Essentially, he’s saying, ‘aside from preventing the government from limiting your right to speak, worship, assemble, petition government for redress, searching or seizing your stuff without due process, forcing you to incriminate yourself, enacting policies that discriminate on the basis of race and gender and guaranteeing a dozen other cherished freedoms, are there any constraints at all that you lefties find legit?’

That aside, the longer answer is that the Framers obviously didn’t create a detailed, step-by-step handbook for governing the U.S., and they didn’t try to anticipate every conflict that might come up in this new federal system they were cooking up. But they knew that conflicts would in fact arise, and they created a court to adjudicate those conflicts. It’s an enumerated power!

Now, the issue before us is what economic activities (or non-activities) the Commerce Clause empowers the feds to regulate, and the Supreme Court has used an expansive – and, yes, expanding – interpretation of that clause for close to 75 years.

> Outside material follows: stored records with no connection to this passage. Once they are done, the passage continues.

PR #3570, opened 2020-04-01
feat(core): Add DynamicStageResolver to help stage plugin migrations

robzienert:
See class docs for description.

### DIFF
--- a/orca-core/src/main/java/com/netflix/spinnaker/orca/DefaultStageResolver.java
+++ b/orca-core/src/main/java/com/netflix/spinnaker/orca/DefaultStageResolver.java
@@ -1,0 +1,81 @@
+/*
+ * Copyright 2019 Netflix, Inc.
+ *
+ * Licensed under the Apache License, Version 2.0 (the "License");
+ * you may not use this file except in compliance with the License.
+ * You may obtain a copy of the License at
+ *
+ *    http://www.apache.org/licenses/LICENSE-2.0
+ *
+ * Unless required by applicable law or agreed to in writing, software
+ * distributed under the License is distributed on an "AS IS" BASIS,
+ * WITHOUT WARRANTIES OR CONDITIONS OF ANY KIND, either express or implied.
+ * See the License for the specific language governing permissions and
+ * limitations under the License.
+ */
+
+package com.netflix.spinnaker.orca;
+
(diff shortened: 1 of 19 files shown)


orca-core/src/main/java/com/netflix/spinnaker/orca/DefaultStageResolver.java
```diff
@@ -0,0 +1,81 @@
...
+  private final Map<String, StageDefinitionBuilder> stageDefinitionBuilderByAlias = new HashMap<>();
+
+  public DefaultStageResolver(
+      Collection<StageDefinitionBuilder> stageDefinitionBuilders,
+      Collection<SimpleStage> simpleStages) {
+    for (StageDefinitionBuilder stageDefinitionBuilder : stageDefinitionBuilders) {
+      stageDefinitionBuilderByAlias.put(stageDefinitionBuilder.getType(), stageDefinitionBuilder);
+      for (String alias : stageDefinitionBuilder.aliases()) {
+        if (stageDefinitionBuilderByAlias.containsKey(alias)) {
+          throw new DuplicateStageAliasException(
```
marchello2000, line 44: I guess this is how it was before... but it seems a bit weird to me that we don't check that the `type` is unique.
And yet someone could override the `getType` (and they do) and mess it up..perhaps we make it not overrideable (though it's used in tests...)?
Anyway, i think checking `getType` is something we should do

marchello2000:
> See class docs for description.

not to be a pain in the butt, but i prefer this message to be duplicated in the commit message. Commit messages are searchable and it's pretty useful, i think (https://dhwthompson.com/2019/my-favourite-git-commit)

orca-core/src/main/java/com/netflix/spinnaker/orca/DefaultStageResolver.java
srekapalli: stageDefinitionBuilderByAlias map is keyed with type of the builder and not by alias value..?

robzienert: I'd rather do this as part of a separate change, I think. It would be valuable to check this, for sure, but I don't want to squish a primary path change in with this experimental stuff.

Balko, like his fellow libertarians, and, less consistently, conservatives, doesn’t like that interpretation, which is his right. But it is nevertheless what’s known as a “super-precedent” – jurisprudence that’s been tested and affirmed in a not one or two, but a series of cases decided by the courts over the years.

Until maybe 20 or 30 years ago, the idea that judges should, accept in very rare cases, defer to precedent was a key tenet of judicial conservatism. That’s changed somewhat with the right’s focus on “originalism” – the idea that justices should try to glean the original intent of the Framers and put a little less emphasis on upholding precedent. (That shift is why, ironically, when one defines “judicial activism” as a willingness to overturn past rulings, conservative justices have been shown to be far more activist than liberals in recent times.)

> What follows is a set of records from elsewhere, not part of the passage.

PR #3572, opened 2020-04-02
fix(plugins): allow more than one SimpleStage impl

claymccoy:
Multiple SimpleStages keeps Orca from starting because SimpleTask had a Component annotation and took a SimpleStage in its constructor. Orca would try to construct all the Tasks for taskResolver and when it got to SimpleTask it wouldn't know which SimpleStage to inject. So SimpleTask obviously shouldn't be a Component. But once the Component annotation was removed SimpleStages would not execute.
The TaskResolver now needs to load all the SimpleStages and wrap each one in a SimpleTask. They need to be keyed by the SimpleStage impl class name, they can't all be keyed as a SimpleTask. But you could only use classes of type Task to refer to them in the task graph, even though it ultimately just gets turned into a String. I made some modification to stick the SimpleStage impl name in the task graph instead.
On the other side the RunTaskHandler looked up tasks based on a list of Task components and SimpleTask is no longer in that list now that it is not a Component. There would only be the one if it was anyway. Now RunTaskHandler looks up tasks using the TaskResolver. Doesn't it make more sense to use the TaskResolver to resolve tasks anyway? I also use the implementingClass on the TaskModel to look up the task rather than the RunTask.taskType because it would always be SimpleTask when someone is using SimpleStages. This seems cleaner but we still use RunTask.taskType and resolve the task based on type as a backup mainly for existing tests.

### DIFF
--- a/orca-api/src/main/java/com/netflix/spinnaker/orca/api/pipeline/graph/TaskNode.java
+++ b/orca-api/src/main/java/com/netflix/spinnaker/orca/api/pipeline/graph/TaskNode.java
@@ -110,6 +110,17 @@ public interface TaskNode {
     }
 
     /**
+     * Adds a task to the current graph.
+     *
+     * @param task the task node to add
+     * @return this builder with the new task appended.
+     */
+    public Builder withTask(TaskNode task) {
+      graph.add(task);
+      return this;
+    }
+
+    /**
      * Adds a sub-graph of tasks that may loop if any of them return {@link
      * ExecutionStatus#REDIRECT}. The sub-graph will run after any previously added tasks and before
      * any subsequently added ones. If the final task in the sub-graph returns {@link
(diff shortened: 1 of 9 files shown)


claymccoy:
I get a lot of "Pipeline did not complete" when running tests in `orca-queue-redis` and `orca-queue-sql` now, and I'm not sure why yet.

orca-api/src/main/java/com/netflix/spinnaker/orca/api/pipeline/graph/TaskNode.java
```diff
@@ -162,8 +173,16 @@ public GraphType getType() {
     }
   }
 
+  interface DefinedTask {
```
robzienert, line 176: Need docs on this interface & its methods.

So, a shorter answer, speaking as just one lefty, is that I accept any constraints on the government that the Supreme Court, guided, as it should be, not only by the text of the Constitution but also by past precedent– and checked by the states and the executive and legislative branches via the amendment process — holds to be legitimate.

Scott Lemieux on Balko:

Well, I don’t really see the Bill of Rights as a mere aside; these limitations are very important. But that said, to play the mild contrarian I don’t actually have any objection to U.S. v. Lopez. When a statute is not a regulation of economic activity, has no jurisdictional hook, has no necessary connection to a broader regulatory regime, and Congress can’t be bother to explain what the connection to interstate commerce is or why federal action is necessary…I don’t really have a problem with the Supreme Court ruling the statue as beyond Congress’s authority. And while I disagree with United States v. Morrison, this is primarily because I strongly reject the narrow conception of Congress’s enforcement power under Section 5 of the 14th Amendment. I have no problem saying that the commerce clause limits federal ability to intervene in purely local crime enforcement.

Now, I assume the libertarian response will be that this isn’t much, and…this is right. I don’t think in a modern industrial economy there’s any point in the Supreme Court trying to make distinctions between “local” and “national” economic regulations.

One thing I would add, though, is that saying that the Court should not strike down economic regulations under a narrow interpretation of the Commerce Clause is not to say that the power of Congress is unlimited. As many of you know, Madison did not feel that “parchment barriers” were the most important protection against excessive government. Rather, he felt that an institutional design featuring multiple veto points was the central protection. And, in fact, Madisonian institutions have been effective — from my non-libertarian perspective, often much too effective — in limiting the authority of the federal government to regulate the economy. I think these limits are (more than) sufficient, and having the courts try to apply a conception of economic powers more meaningful in an 18th-century agrarian economy doesn’t make any sense.